Figure 4.

Renal fructose metabolism is necessary for fructose reabsorption and metabolic dysregulation. (A,B) KHK-A/C (KHK), Glut5 and actin control expression and densitometry in kidney cortex of obese control and KHK-A/C knockouts on water or fed HFCS at 12 months of age. (C) 24-h urinary fructose levels in obese control and KHK-A/C knockouts on water (black) or fed HFCS (red) at 12 months of age. (D) Energy charge (total nucleotide ATP+ADP+AMP levels) in obese control and KHK-A/C knockouts on water (black) or fed HFCS (red) at 12 months of age. (E) Renal thiobarbituric reactive substances (TBARS) in obese control and KHK-A/C knockouts on water (black) or fed HFCS (red) at 12 months of age. (F) Renal uric acid in obese control and KHK-A/C knockouts on water (black) or fed HFCS (red) at 12 months of age. (G,H) Representative dihydroethidium images and quantification of obese control and KHK-A/C knockouts fed water or HFCS at 12 months of age.
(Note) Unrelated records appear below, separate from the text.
PR #145, opened 2017-02-28
Summarise how we release the fixed version of SpotBugs

KengoTODA:
We have several kinds of product to release, let me summarise how-to.

About `TBU` part, I will try to research and explain it. If you already know, please help me.


RELEASE_PROCEDURE.md
```diff
@@ -0,0 +1,29 @@
+# Release procedure
+
+When you release fixed version of SpotBugs, please follow these procedures.
+
+## Release to Maven Central
+
+Add necessary properties to `gradle.properties` and run `gradle clean build smoketest uploadArchives`.
```
jsotuyod: clean shouldn't be necessary, Gradle is smart enough

RELEASE_PROCEDURE.md
```diff
@@ -0,0 +1,29 @@
...
+Make sure that you have proper `eclipsePlugin/local.properties` file to release Eclipse plugin at the same time.
```
jsotuyod: Maybe this should be before running gradle

RELEASE_PROCEDURE.md
jsotuyod: Prefer `./gradlew` over system version of `gradle`

RELEASE_PROCEDURE.md
```diff
@@ -0,0 +1,29 @@
...
+
+Check [SonaType official page](http://central.sonatype.org/pages/gradle.html) for detail.
+
+## Release to Eclipse Marketplace
+
+TBU
```
jsotuyod: @iloveeclipse is the most (only one?) experienced on this

RELEASE_PROCEDURE.md
```diff
@@ -0,0 +1,29 @@
...
+## Release to Eclipse Update Site
+
+Send pull-request to spotbugs/spotbugs.github.io, to update contents.
+As files to upload, you can use the zip file which is uploaded to Maven Central when you release to there.
+
+See [this pull-request](https://github.com/spotbugs/spotbugs.github.io/pull/12) as example.
+
+## Release to Gradle Plugin Portal
+
+TBU
```
jsotuyod: this one should be `./gradlew publishPlugins`, but it needs to have the api key on a gradle properties (not in git obviously), usually that is `~/.gradle/gradle.properties`. AFAIK the plugins on the portal are owned by a single account (that is, no teams), so we should create a "spotbugs" account, and share the credentials out-of-band (ie: private email)

RELEASE_PROCEDURE.md
```diff
@@ -0,0 +1,29 @@
...
+
+## Release to ReadTheDocs
+
+TBU
```
jsotuyod: I was hoping you knew how to do this....

RELEASE_PROCEDURE.md
iloveeclipse: That is now changed. So all what we need are:

1. Update site URL with actual plugin update site (not zip, not maven site)
2. Unique feature id (distinct from the old one)
3. For the maintainers: account at eclipse.org
4. Once the plugin entry at marketplace is created, the account owner can invite others to maintain it. They only need an account name at eclipse.org. So *all* members in the team with eclipse.org account *can* maintain the plugin entry.

KengoTODA: > we should create a "spotbugs" account, and share the credentials out-of-band (ie: private email)

Who can handle this? Can I ask you @jsotuyod?

KengoTODA: > Update site URL with actual plugin update site (not zip, not maven site)

Will be https://spotbugs.github.io/eclipse/

> Unique feature id (distinct from the old one)

For now we haven't change this yet. IMO it's better to change.

> For the maintainers: account at eclipse.org

I have, its mail address is `skypencil@gmail.com`

> Once the plugin entry at marketplace is created, the account owner can invite others to maintain it. They only need an account name at eclipse.org. So all members in the team with eclipse.org account can maintain the plugin entry.

I'll try to handle this later.

jsotuyod: Agreed, we should change the eclipse plugin id, this would also resolve #147.

Yes, I'll create a spotbugs account on Gradle plugin portal and email it to you.

iloveeclipse: For the marketplace, **feature** id need to be changed only. In theory, we can let the plugin id as is and change it in the next release.

RELEASE_PROCEDURE.md
```diff
@@ -0,0 +1,34 @@
...
+
+Send pull-request to spotbugs/spotbugs.github.io, to update contents.
+As files to upload, you can use the zip file which is uploaded to Maven Central when you release to there.
+
+See [this pull-request](https://github.com/spotbugs/spotbugs.github.io/pull/12) as example.
+
+## Release to Eclipse Marketplace
+
+No action necessary. Just push latest plugin to Eclipse Update Site then it's enough.
+If you need to update [entry at Eclipse Marketplace](https://marketplace.eclipse.org/content/spotbugs-eclipse-plugin), please contact with @KengoTODA or @iloveeclipse.
```
KengoTODA: @iloveeclipse Could you review this part?

I also want to ask you to confirm you can access https://marketplace.eclipse.org/content/spotbugs-eclipse-plugin with your account.

iloveeclipse: I'm fine with the description, there shouldn't be much more to say.

Regarding the spotbugs-eclipse-plugin entry: I can't access https://marketplace.eclipse.org/content/spotbugs-eclipse-plugin, it says 403 access denied. Have you got any confirmation or anything else after creation of the entry? In worst case we should just open a ticket at https://bugs.eclipse.org/bugs/enter_bug.cgi?product=Community. I can do it, if you like.

KengoTODA: Thanks @iloveeclipse for your review.

About marketplace entry, let's release stable plugin first, because currently [our Eclipse Update page](https://spotbugs.github.io/eclipse) has no plugin for now.

KengoTODA:
In my understanding, this PR has no remaining tasks. Please review and merge.

iloveeclipse:
Question: where is the description how to build manual (I mean something like this: http://findbugs.sourceforge.net/manual/index.html) and bug descriptions list (I mean something like this: http://findbugs.sourceforge.net/bugDescriptions.html)?
*Can* we build them at all today?

KengoTODA:
Bug description page will be added by #163. About manual, we have no build script for now so I'm going to moveing its contents to `docs` directory.

iloveeclipse:
Sorry, why can't we build manual and why do you plan to move docs? For the missing manual, do we have a task / plan to restore that functionality? This is an essential part of the distribution, if we don't have it, how we can release SpotBugs?

KengoTODA:
Simply speaking, we don't know how to build that manual.
And I think it cannot be blocker, old site still exists at http://findbugs.sourceforge.net/ and interface is not changed, so users can refer that. About updated part, [Migration guide](http://spotbugs.readthedocs.io/en/latest/migration.html) can be help.

KengoTODA:
Please refer https://github.com/spotbugs/spotbugs.github.io/pull/4 for process to introduce new site

iloveeclipse:
The old ant build file did this:

`
    <target name="docs" depends="classes,version,bugdesc,checkdocs" unless="docs.uptodate" description="Make documentation">
        <loadproperties srcFile="${doc.props.file}"/>

        
        <antcall target="generatedocs">
            <param name="docoutput.dir" value="${doc.dir}"/>
            <param name="googleanalytics.fragment" value=""/>
        </antcall>
        <property name="webdocs.uptodate" value="true"/>

        
        <antcall target="generatemanual">
            <param name="docoutput.dir" value="${doc.dir}"/>
            <param name="googleanalytics.fragment" value=""/>
        </antcall>
        <property name="manual.uptodate" value="true"/>

        
        <antcall target="generatepdfmanual">
            <param name="docoutput.dir" value="${doc.dir}"/>
        </antcall>
        <property name="pdfmanual.uptodate" value="true"/>
    </target>`

Now that we have much better gradle build, I guess this shouldn't be a problem to do same in gradle? Or if gradle can't do that, can't it just call ant task?

KengoTODA:
It should be possible even for Gradle.
So is it better to do double-maintenance for DocBook and Sphinx?

iloveeclipse:
> It should be possible even for Gradle.

Then it would be good to have it. One main reason to move project away from FindBugs is to have full control over the project and to be able to release any parts. Manual *is* a part of the distribution, because this explains how to use it, and we can't simply point to some unrelated and out-of-date site for that.

> So is it better to do double-maintenance for DocBook and Sphinx? 

Yes, as long as we don't migrated fully. This is better as not to have manual at all.

> In my opinion, it's better to migrate from DocBook to Sphinx eventually, motivation is listed in spotbugs/spotbugs.github.io#4

Sure, but this probably requires much more time then "just fix" the Gradle build.

KengoTODA:
I confirmed that `ant generatedocs` in `findbugs` directory can generate documents... I will propose PR to fix Gradle build. Thanks!

KengoTODA:
Updated, now we can build old manual site even by Gradle.

I tried to use [saxon-gradle](https://github.com/eerohele/saxon-gradle/) but it needs many tasks to generate source file (we need to replace many tokens), and it generates XML only, so I just trigger Ant from Gradle.

jsotuyod:
@KengoTODA careful here. The build.xml is the complete old one, including all tasks, not only site-related ones. Most of them will fail (missing directories / jars), and using the findbugs names instead of spotbugs. We should probably clean it up until we finish moving to readthedocs and can drop the old manual.

Issue #152, opened 2017-04-18
spotbugsTestCases has compile errors in Eclipse


iloveeclipse:
The new cool Gradle build generates too restrictive .classpath file for spotbugsTestCases plugin: the examples code uses some com.sun.* classes which are forbidden now, and so the Eclipse project has compile errors.

This is a no-go. Projects should compile out of the box. Please fix the Gradle file or the test code.

Issue #151, opened 2017-04-18
Eclipse setup is wrong, cycle project dependencies


iloveeclipse:
I've tried to import spotbugs into Eclipse for the first time, this failed badly because a new "test-harness" project is added which is used by spotbugs but which also depends on it. Eclipse denies to compile both projects because of the cycle. Of course I can change compiler settings in Eclipse but why did we added this cycle at all???

This is a no-go.

The solution is to extract spotbugs tests code (src/test/java) from spotbugs project and place it under extra spotbugs-tests project. This was a mess before in findbugs but we should not keep this mess and increase the pain by adding cycles.

Just found out that even new gradlePlugin project continues with the bad habit to include everything in one place, resulting in another cycle. The test code under src/test/java belongs to the extra gradlePlugin-tests project.

KengoTODA:
refs #108 for cyclic reference.

iloveeclipse:
@KengoTODA : please check the commit above. Today I've tried to import spotbugs to understand Eclipse plugin issues but found out that current setup is broken on Eclipse. Also I'm not sure but it seems that the findbugs unit tests I've moved were not executed at all? Anyway, 3 of them seem to fail now because the new AnalysisRunner seem to be confused by an unexpected findbugs.xml location:
`
java.lang.ExceptionInInitializerError
	at edu.umd.cs.findbugs.test.SpotBugsRule.before(SpotBugsRule.java:52)
	at org.junit.rules.ExternalResource$1.evaluate(ExternalResource.java:46)
	at org.junit.rules.RunRules.evaluate(RunRules.java:20)
	at org.junit.runners.ParentRunner.runLeaf(ParentRunner.java:325)
	at org.junit.runners.BlockJUnit4ClassRunner.runChild(BlockJUnit4ClassRunner.java:78)
	at org.junit.runners.BlockJUnit4ClassRunner.runChild(BlockJUnit4ClassRunner.java:57)
	at org.junit.runners.ParentRunner$3.run(ParentRunner.java:290)
	at org.junit.runners.ParentRunner$1.schedule(ParentRunner.java:71)
	at org.junit.runners.ParentRunner.runChildren(ParentRunner.java:288)
	at org.junit.runners.ParentRunner.access$000(ParentRunner.java:58)
	at org.junit.runners.ParentRunner$2.evaluate(ParentRunner.java:268)
	at org.junit.runners.ParentRunner.run(ParentRunner.java:363)
[...]

PR #154, opened 2017-04-18
Fixes for #151 and #152

iloveeclipse:
Moved test code out of SpotBugs project, enabled JUnit tests, muted 3 failing tests, fixed compile errors in test examples plugins.


iloveeclipse:
@jsotuyod : I see the 3 commits were squashed into one - is this per purpose or default project setting? I don't like this because not the commit with 3 disabled tests is merged together with other commits and can't be simply reverted.

If this is a github project setting, can we please change the defaults to use commits 1:1. If this was my fault: please explain how to crate pull requests without squashing everything.

jsotuyod:
@iloveeclipse github settings, although it can be overriden by merger (I didn't, sorry). Usually one PR = one fix / feature.

Issue #153, opened 2017-04-18
Eclipse plugin debug is broken


iloveeclipse:
Findbugs project was used as a valid Eclipse bundle (it had a valid META-INF/MANIFEST.MF) so that one could debug Eclipse plugin and use hot code replace because all required classes were there in the FindBugs bundle. Now someone removed that manifest and so one can't debug Eclipse plugin anymore. OMG.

Scale bar 100 μm. (I) Renal mitochondrial (mtDNA) to nuclear DNA (nDNA) ratio in obese control and KHK-A/C knockouts on water (black) or fed HFCS (red) at 12 months of age, COXII cytochrome C Oxidase II, UCP2 Uncoupling protein 2. n = 4–7 mice per group. The bar graphs show mean ± SEM. * p < 0.05 and ** p < 0.01 versus respective water control, ^# p < 0.05 and ^## p < 0.01 significative by one-way ANOVA and post-hoc Tukey’s comparison test.